On Fri, Mar 4, 2011 at 4:44 AM, Greg Brown <[email protected]> wrote:

> I had a similar thought. Unfortunately, making a Window focusable will
> break apps that currently call window.requestFocus() to focus the content
> component. Those apps would have to change to call
> window.getContent().requestFocus(). That's not out of the question, but
> seems wrong - container focusability was added primarily to support
> composite components like Spinner rather than layout or navigation
> components, or windows.
>

Would it be reasonable for Window#requestFocus to attempt to set focus to
its child, and if that failed, to take it itself?

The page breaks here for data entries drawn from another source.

PR #815, opened 2019-03-25
MSPSDS-1031: Protected correspondence visibility issues

kicferk1:
Use the source of the actual object(email, phone call, document) to determine whether it can be shown. Previously the source of case was used, which meant a creator could always see anything, and if someone from a different organisation uploaded sensitive information, they couldn't see it. 

This required changing tests that relied on that quirk to set up conditions necessary to test gdpr. 

## Checklist:


mspsds-web/app/models/complainant.rb
```diff
@@ -15,6 +15,6 @@ def contains_personal_data?
   end
 
   def can_be_displayed?
-    investigation.can_display_child_object? contains_personal_data?
+    investigation.can_display_child_object?(contains_personal_data?, investigation.source)
```
jasiekmiko: It seems weird that we're passing an attribute of an investigation to a method on that same investigation?

mspsds-web/app/models/investigation.rb
```diff
@@ -203,10 +203,11 @@ def add_pretty_id
     self.pretty_id = "#{created_at.strftime('%y%m')}-%04d" % (cases_before + 1)
   end
 
-  def can_display_child_object?(child_has_gdpr_sensitive_data)
-    return true if self.source&.is_a? ReportSource
+  def can_display_child_object?(child_has_gdpr_sensitive_data, child_source)
```
jasiekmiko: This method has a bunch paths now and it's not very clear what the overall goal/approach is. Is there some documentation around this area that Andrew worked on last week? can we link to it?

mspsds-web/app/models/investigation.rb
```diff
@@ -203,10 +203,11 @@ def add_pretty_id
...
+    return true if child_source&.is_a? ReportSource
     return true unless child_has_gdpr_sensitive_data
-    return true if User.current.organisation == self.source&.user&.organisation
+    return true if User.current.organisation == child_source&.user&.organisation
+    return true if User.current == self.assignee
```
MatthewBurstein: I think `User.current == self.assignee` will always be true if `self.assignee && (self.assignee.teams & User.current.teams).any?`, which would make this line unnecessary?

mspsds-web/app/models/correspondence.rb
```diff
@@ -30,6 +31,10 @@ def strip_whitespace
   end
 
   def can_be_displayed?
-    investigation.can_display_child_object? has_consumer_info
+    investigation.can_display_child_object?(has_consumer_info, source)
```
jasiekmiko: Also I'm not sure what the benefit of having cases check the child's source for them? would it not be clearer and more encapsulated to have the children check their source and then ask the investigation if there are other reasons why it shouldn't be displayed? so something like
```
def can_be_displayed?
  return true if source.is_a? ReportSource
  return true if User.current.organisation == child_source&.user&.organisation
  investigation.can_display_child_object? has_consumer_info
end
```

I'm not sure if this is exactly the right form, either. But I'm generally a bit worried about the messiness of the logic around this atm. happy to pair up on making it more direct if that would help! :)

mspsds-web/app/models/investigation.rb
kicferk1: It won't be true if we have team-less users :( 
Which actually happens in our test setup with Ts_user

mspsds-web/app/models/correspondence.rb
kicferk1: I moved report-related logic to report classes, which made it easy to include it on child objects. Hopefully should be a bit more straightforward now :)

mspsds-web/app/models/investigation.rb
jasiekmiko: Let's update the test to not do that then, since a mspsds user is only valid if they have a team

mspsds-web/app/models/investigation.rb
```diff
@@ -203,10 +203,10 @@ def add_pretty_id
     self.pretty_id = "#{created_at.strftime('%y%m')}-%04d" % (cases_before + 1)
   end
 
-  def can_display_child_object?(child_has_gdpr_sensitive_data, child_source)
-    return true if child_source&.is_a? ReportSource
-    return true unless child_has_gdpr_sensitive_data
-    return true if User.current.organisation == child_source&.user&.organisation
+  def can_display_child_object?(current_user_can_see_child)
```
jasiekmiko: Nice, this method has a nicely defined scope now!
Does it apply to children only and not the investigation itself?

mspsds-web/app/views/documents/_document_card.html.slim
```diff
@@ -1,7 +1,5 @@
 ruby:
-  source = document.attachments.find_by(record_type: "Activity")&.record&.source
-  sensitive = parent.respond_to?(:can_display_child_object?) &&
-          !parent.can_display_child_object?(document.metadata[:has_consumer_info], source)
+  sensitive = document_is_sensitive(document, parent)
```
jasiekmiko: that's much nicer!

mspsds-web/app/models/complainant.rb
```diff
@@ -10,11 +10,15 @@ class Complainant < ApplicationRecord
...
+    return true if investigation.source&.current_user_has_gdpr_access?
+
+    complainant_type != "Consumer"
   end
 
+private
+
   def can_be_displayed?
-    investigation.can_display_child_object?(contains_personal_data?, investigation.source)
+    investigation.can_display_child_object? can_be_seen_by_current_user?
```
jasiekmiko: Should these say `can_be_seen_by_current_user? && investigation.can_display_child_object?`? Or is there a reason why we want to be indirect like this?

mspsds-web/app/models/investigation.rb
kicferk1: Yes, it applies only to its children. The investigation visibility lives in InvestigationPolicy, and probably should be updated accordingly too.

mspsds-web/app/models/complainant.rb
kicferk1: I think you mean `||` rather than `&&`, because what happens now is investigation asks child about its opinion on whether it can be seen, and then says "I'll try to respect that, but my assignee has to be able to see you". And no, there is no need to be so indirect indeed :)

mspsds-web/app/helpers/documents_helper.rb
```diff
@@ -71,9 +71,10 @@ def formatted_file_updated_date(file)
   end
 
   def document_is_sensitive(document, parent)
-    visible = document.attachments.find_by(record_type: "Activity")&.record&.source&.current_user_has_gdpr_access?
-    visible = visible || !document.metadata[:has_consumer_info]
-    parent.respond_to?(:can_display_child_object?) && !parent.can_display_child_object?(visible)
+    child_is_visible = document.attachments.find_by(record_type: "Activity")&.record&.source&.user_has_gdpr_access?
+    child_is_visible = child_is_visible || !document.metadata[:has_consumer_info]
```
jasiekmiko: do we need reassignement here? can we not just have 
```
child_is_visible = document.attachments.find_by(record_type: "Activity")&.record&.source&.user_has_gdpr_access?
  || !document.metadata[:has_consumer_info]
```
and avoid mutating variables?

mspsds-web/app/models/user_source.rb
```diff
@@ -5,7 +5,7 @@ def show
     user.present? ? user.display_name : "anonymous"
   end
 
-  def current_user_has_gdpr_access?
-    User.current.organisation == user&.organisation
+  def user_has_gdpr_access?(user_in_question: User.current)
+    user_in_question.organisation == user&.organisation
```
jasiekmiko: perhaps `user.organisation == self.user&.organisation` would be more canonical?

jasiekmiko: moving this to a `user_source` policy might also make sense and make naming more straight-forward?

PR #817, opened 2019-03-25
COSBETA-165 Fix requirements for pre and post brexit notifications

DWRendell:
"As decided in the kick-off session (COSBETA‌-120), the CMR and nanomaterial properties should not be shown on the edit/show pages if the product was first notified on CPNP **prior** to Brexit date.

Product images are required before a product can be registered if it was first notified on CPNP **after** Brexit date."

## Checklist:

### General testing
- [ ] Test without javascript
- [ ] Test on small screen
### Accessibility testing
- [ ] Works keyboard only

### DIFF
--- a/cosmetics-web/app/models/notification.rb
+++ b/cosmetics-web/app/models/notification.rb
@@ -4,6 +4,8 @@ class Notification < ApplicationRecord
   include AASM
   include Shared::Web::CountriesHelper
 
+  EU_EXIT_DATETIME = DateTime.parse("29-03-2019T23:00:00").in_time_zone
+
   belongs_to :responsible_person
   has_many :components, dependent: :destroy
   has_many :image_uploads, dependent: :destroy
@@ -137,11 +139,11 @@ class Notification < ApplicationRecord
   end
 
   def notified_post_eu_exit?
-    !was_notified_before_eu_exit? || (cpnp_notification_date.present? && (cpnp_notification_date > Date.parse("29-03-2019")))
+    !notified_pre_eu_exit?
   end
 
   def notified_pre_eu_exit?
-    !notified_post_eu_exit?
+    was_notified_before_eu_exit? || (cpnp_notification_date.present? && (cpnp_notification_date < EU_EXIT_DATETIME))
   end
 
 private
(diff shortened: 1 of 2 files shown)


cosmetics-web/app/models/notification.rb
```diff
@@ -136,6 +136,14 @@ def is_multicomponent?
     components.length > 1
   end
 
+  def notified_post_eu_exit?
+    !was_notified_before_eu_exit? || (cpnp_notification_date.present? && (cpnp_notification_date > Date.parse("29-03-2019")))
```
tom-bell-softwire: We probably want to make this date more easily changeable. Perhaps pull it out into a constant?

Actually, should this be a DateTime, with EU exit technically being at 11pm on 29th?

cosmetics-web/app/models/notification.rb
```diff
@@ -136,6 +136,14 @@ def is_multicomponent?
...
+  end
+
+  def notified_pre_eu_exit?
+    !notified_post_eu_exit?
```
tom-bell-softwire: I'd be tempted to switch the logic between these two `pre`/`post` methods, to reduce the amount of `!` negations. So this would become something like:
```
was_notified_before_eu_exit? || (cpnp_notification_date.present? && cpnp_notification_date < EU_EXIT_DATE)
```

cosmetics-web/app/views/notifications/_component_details.html.slim
```diff
@@ -1,26 +1,27 @@
 /TODO: if post Brexit?
```
tom-bell-softwire: Mind removing this TODO?

cosmetics-web/app/models/notification.rb
DWRendell: Good idea. Just had a thought, do we need to worry about Timezones? Are the dates in the export likely to be in Central European Time, or are we already taking that into account?

cosmetics-web/app/models/notification.rb
DWRendell: Done

PR #819, opened 2019-03-25
COSBETA-169: Add error highlight when uploading formulation fails

TiagoSusanoPinto:
Show an error, highlighting the form when occurs an error while uploading a formulation file (e.g.: no file, wrong file type)

## Checklist:

### General testing
- [ ] Test without javascript
- [ ] Test on small screen
### Accessibility testing
- [ ] Works keyboard only

### DIFF
--- a/cosmetics-web/app/views/formulation_upload/new.html.slim
+++ b/cosmetics-web/app/views/formulation_upload/new.html.slim
@@ -15,7 +15,7 @@
         p For each ingredient give the International Nomenclature of Cosmetic Ingredients (INCI) name.
         = form_with(url: responsible_person_notification_component_formulation_index_path( \
                 @responsible_person, @notification, @component), method: :post, multipart: true) do |form|
-            .govuk-form-group
+            .govuk-form-group class=("govuk-form-group--error" if @error_list.any?)
                 = form.label :formulation_file, "File type can be a ‘pdf', 'rtf' or ‘txt’.", class: "govuk-label"
                 = form.file_field :formulation_file,  class: "govuk-file-upload", \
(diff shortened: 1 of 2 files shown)


cosmetics-web/app/views/formulation_upload/new.html.slim
```diff
@@ -15,7 +15,7 @@
         p For each ingredient give the International Nomenclature of Cosmetic Ingredients (INCI) name.
         = form_with(url: responsible_person_notification_component_formulation_index_path( \
                 @responsible_person, @notification, @component), method: :post, multipart: true) do |form|
-            .govuk-form-group
+            .govuk-form-group class=("govuk-form-group--error" if @error_list.any?)
                 = form.label :formulation_file, "File type can be a ‘pdf', 'rtf' or ‘txt’.", class: "govuk-label"
```
tom-bell-softwire: We also need to display the error message here, too...

TiagoSusanoPinto: We already display the error on lines 6-7
```
        - if @error_list.any?
            = render "components/govuk_error_summary", titleText: "There is a problem", errorList: @error_list
```

Do we want to display the same error message here too?

tom-bell-softwire: Yes – here's what the Design System [has to say](https://design-system.service.gov.uk/components/error-summary/):

> When a user makes an error, you must show both an error summary and an error message next to each answer that contains an error.
> ...
> Always show an error summary when there is a validation error, even if there’s only one.

PR #821, opened 2019-03-26
MSPSDS-NONE: Fix loading users

kicferk1:
It seems Users.all was broken on int and we caught it on staging. 

The bit populating organisations needs organisations and teams loaded, or it will reject them all(or most of them) on account of having no organisation, and therefore not being mspsds. Organisations should have been loaded by this point, but as it happens, this was done in the first request we make to keycloak after starting the app(I think), and for whatever reason the first request gets rejected :( 

This wasn't caught because we load keycloak entities more often, to not need to sign out and back in after a hot reload. Removing the line `xxx.all if Rails.env.development?` from Team.rb and Organisation.rb allowed to replicate it locally.


shared-web/config/initializers/keycloak.rb
```diff
@@ -9,8 +9,15 @@
 # Realm url (only used if the installation file is not present)
 Keycloak.auth_server_url = ""
 
+begin
+  Shared::Web::KeycloakClient.instance.all_organisations
```
broder: What's this doing?

PR #824, opened 2019-03-26
MSPSDS-615: Rename MSPSDS to PSD

broder:
## Description
INB4 bugs and merge conflicts.

Things that are still left to rename are the PaaS space and the repo name.

## Checklist:


README.md
```diff
@@ -1,4 +1,4 @@
-# Market Surveillance & Product Safety Digital Service
+# Office for Product Safety & Standards Services
```
jasiekmiko: Do we want to rename the github repo, too?

CHANGELOG.md
```diff
@@ -26,6 +26,8 @@ All notable changes to this project will be documented in this file.
 - [ ] Delete mspsds `admin` role (Clients->mspsds-app->roles->admin->delete)
 - [ ] Create the new environment variable services.
 - [ ] Create the `opss-cdn-route` service with the live and deployment URLs.
+- [ ] Rename the `mspsds-app` client to `psd-app`
```
jasiekmiko: also rename the `mspsds_user` role to `psd_user`?

jasiekmiko:
Renaming the realm was a hiccup in a previous release iirc. is this running the risk of similar?

kicferk1:
Does that mean our branches and commits should be PSD-XXXX instead of MSPSDS-XXXX?

README.md
broder: We will - I was thinking about doing that a bit later though as it'll probably break Travis and other things like that.

broder: Also, I'm not 100% sure on the repo name right now and didn't really want to hold this up for much longer

CHANGELOG.md
broder: Yes, thanks!

broder:
@jasiekmiko, well remembered! The issue was that it re-created the realm because it uses the realm name to check whether or not it already exists so we should have renamed the realm before deploying. I think we'll be okay for this change because we're not touching the realm name

broder:
@kicferk1, not yet. There's probably a separate action to rename the Jira / Confluence space.

README.md
jasiekmiko: sounds sensible :)

PR #830, opened 2019-03-27
MSPSDS-1116: Don't run keycloak code on sidekiq

broder:
## Description
A fix for #821 

## Checklist:


broder:
@kicferk1, I think the worker would have crashed locally if you had restarted it?

kicferk1:
I think we only restarted web with these changes. Good thing to watch out for when changing code in initialisers then.

PR #831, opened 2019-03-27
Staging release

broder:
I'd like to wait for at least #827 and #829 to be merged before we do this release.


jasiekmiko:
Looks good, but trying to approve it makes me go to the diff page which crashes my browser 😑🌴

Probably needs to be done on staging before/during/after:
- [ ] Rename the `mspsds-app` client to `psd-app`
- [ ] Rename the `mspsds_user` role to `psd_user`
- [ ] Update the `psd-app` client to use the newly renamed `govuk-psd` theme
- [ ] Rename all `mspsds-*` CF services to `psd-*`
- [ ] Update keycloak setup to allow processing team members to manage users
    1. Log into keycloak admin app (master realm)
    1. Go to the `Groups` section, select `OPSS Processing` and press `Edit`
        1. Go to the `Role Mappings` tab, select `admin` from the `Realm Roles` and press `Add selected`
    1. Go to the `Roles` section and click on the `admin` role
        1. Under `Composite Roles` select `realm-management` from the dropdown
        1. Select `manage-users`, `view-clients` and `view-realm`, press `Add selected`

I'd be surprised if this is actually a common issue in practice, though. In
> most applications, some component generally has the focus, so key strokes
> will be propagated to the window. What is the use case for sending key
> strokes to a window when nothing is focused? How would we know which window
> to send them to?
>

In the case of top-level windows, it's pretty clear where to send them.  The
use case is that there are plenty of useful windows that don't contain check
boxes, text inputs, or other obviously focusable components.  And even for
windows that do have them, I might not want to explicitly focus one of them
when I open a window, lest a keystroke have unintended action (e.g., I want
the user to explicitly click on a checkbox, or at least type a Tab to tell
me they're using keyboard navigation and to focus the first component).